::: SUPPLIED DATA :::

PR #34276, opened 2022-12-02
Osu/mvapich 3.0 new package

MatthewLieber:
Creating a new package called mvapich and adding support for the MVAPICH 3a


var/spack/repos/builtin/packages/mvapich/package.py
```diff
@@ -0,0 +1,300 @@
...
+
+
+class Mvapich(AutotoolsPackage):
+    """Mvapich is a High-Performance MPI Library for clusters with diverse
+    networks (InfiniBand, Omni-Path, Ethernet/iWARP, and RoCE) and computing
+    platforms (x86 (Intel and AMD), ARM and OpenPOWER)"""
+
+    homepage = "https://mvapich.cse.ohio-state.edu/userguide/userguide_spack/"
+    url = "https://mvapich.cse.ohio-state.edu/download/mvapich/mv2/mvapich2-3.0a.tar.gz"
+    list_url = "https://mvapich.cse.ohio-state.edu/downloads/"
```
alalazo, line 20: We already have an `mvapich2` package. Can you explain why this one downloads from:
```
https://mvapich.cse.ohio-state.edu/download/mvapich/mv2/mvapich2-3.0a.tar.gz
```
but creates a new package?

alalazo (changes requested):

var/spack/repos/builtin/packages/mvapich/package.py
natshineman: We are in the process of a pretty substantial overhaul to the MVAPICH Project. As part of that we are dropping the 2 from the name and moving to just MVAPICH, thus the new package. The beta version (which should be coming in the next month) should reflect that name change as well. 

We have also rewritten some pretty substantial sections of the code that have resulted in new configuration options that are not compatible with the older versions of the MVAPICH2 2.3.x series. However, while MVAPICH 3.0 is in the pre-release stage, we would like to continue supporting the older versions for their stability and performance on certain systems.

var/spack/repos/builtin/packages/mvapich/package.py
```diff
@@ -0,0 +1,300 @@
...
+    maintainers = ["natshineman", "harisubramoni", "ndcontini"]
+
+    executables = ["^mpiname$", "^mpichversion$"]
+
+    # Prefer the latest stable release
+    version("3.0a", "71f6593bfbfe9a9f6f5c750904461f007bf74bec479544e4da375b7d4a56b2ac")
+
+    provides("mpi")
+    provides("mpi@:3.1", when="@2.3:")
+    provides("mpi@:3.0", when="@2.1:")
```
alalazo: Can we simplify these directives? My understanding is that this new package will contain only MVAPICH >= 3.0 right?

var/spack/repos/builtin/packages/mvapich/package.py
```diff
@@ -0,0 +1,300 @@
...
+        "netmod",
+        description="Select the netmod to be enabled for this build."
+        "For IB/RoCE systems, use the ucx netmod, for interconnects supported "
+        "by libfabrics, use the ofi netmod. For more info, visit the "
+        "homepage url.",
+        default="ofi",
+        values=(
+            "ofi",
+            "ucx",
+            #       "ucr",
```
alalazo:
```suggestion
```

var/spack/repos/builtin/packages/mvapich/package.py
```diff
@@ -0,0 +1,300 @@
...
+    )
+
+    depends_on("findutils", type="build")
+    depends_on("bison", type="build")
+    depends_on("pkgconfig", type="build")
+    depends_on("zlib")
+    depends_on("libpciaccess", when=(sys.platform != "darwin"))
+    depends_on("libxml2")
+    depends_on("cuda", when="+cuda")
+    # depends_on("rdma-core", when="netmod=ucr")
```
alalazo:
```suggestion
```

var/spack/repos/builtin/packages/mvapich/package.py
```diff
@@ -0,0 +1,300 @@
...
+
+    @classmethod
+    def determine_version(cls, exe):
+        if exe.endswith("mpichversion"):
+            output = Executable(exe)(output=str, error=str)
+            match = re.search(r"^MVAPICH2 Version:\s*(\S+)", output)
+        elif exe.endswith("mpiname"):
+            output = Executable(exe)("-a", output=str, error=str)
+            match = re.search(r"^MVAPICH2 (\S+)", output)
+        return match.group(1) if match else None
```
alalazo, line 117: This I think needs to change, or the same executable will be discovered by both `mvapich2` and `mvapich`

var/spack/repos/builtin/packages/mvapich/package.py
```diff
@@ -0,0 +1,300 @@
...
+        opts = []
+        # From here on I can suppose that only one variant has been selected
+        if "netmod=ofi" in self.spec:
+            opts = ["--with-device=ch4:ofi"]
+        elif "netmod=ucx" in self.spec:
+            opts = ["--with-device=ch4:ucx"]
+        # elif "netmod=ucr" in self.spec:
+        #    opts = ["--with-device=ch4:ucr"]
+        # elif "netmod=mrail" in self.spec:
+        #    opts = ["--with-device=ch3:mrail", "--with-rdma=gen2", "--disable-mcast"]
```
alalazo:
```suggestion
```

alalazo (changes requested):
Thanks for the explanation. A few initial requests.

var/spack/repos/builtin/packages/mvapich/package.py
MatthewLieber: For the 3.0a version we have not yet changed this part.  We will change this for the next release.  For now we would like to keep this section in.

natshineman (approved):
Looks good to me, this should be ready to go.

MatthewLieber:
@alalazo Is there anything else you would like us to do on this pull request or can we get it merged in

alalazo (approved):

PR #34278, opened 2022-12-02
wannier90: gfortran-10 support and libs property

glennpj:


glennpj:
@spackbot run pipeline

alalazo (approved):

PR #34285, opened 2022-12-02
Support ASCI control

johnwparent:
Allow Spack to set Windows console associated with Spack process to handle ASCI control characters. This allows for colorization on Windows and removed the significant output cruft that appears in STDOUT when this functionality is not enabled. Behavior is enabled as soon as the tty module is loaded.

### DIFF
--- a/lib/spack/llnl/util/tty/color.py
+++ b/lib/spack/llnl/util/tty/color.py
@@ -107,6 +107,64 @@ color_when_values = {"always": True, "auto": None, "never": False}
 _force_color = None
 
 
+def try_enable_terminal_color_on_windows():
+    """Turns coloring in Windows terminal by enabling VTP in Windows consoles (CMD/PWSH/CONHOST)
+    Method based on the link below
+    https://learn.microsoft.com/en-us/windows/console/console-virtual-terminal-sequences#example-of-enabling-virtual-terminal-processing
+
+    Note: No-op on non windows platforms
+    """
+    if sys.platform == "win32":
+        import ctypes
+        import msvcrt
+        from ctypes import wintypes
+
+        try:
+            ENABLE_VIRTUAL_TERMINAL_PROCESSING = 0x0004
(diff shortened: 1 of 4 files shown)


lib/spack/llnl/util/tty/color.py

:::

*WHAT THE TASK ASKS*
Take from the listing above each line in which the string "search" is found.

*OUTPUT BELOW*
+            match = re.search(r"^MVAPICH2 Version:\s*(\S+)", output)
+            match = re.search(r"^MVAPICH2 (\S+)", output)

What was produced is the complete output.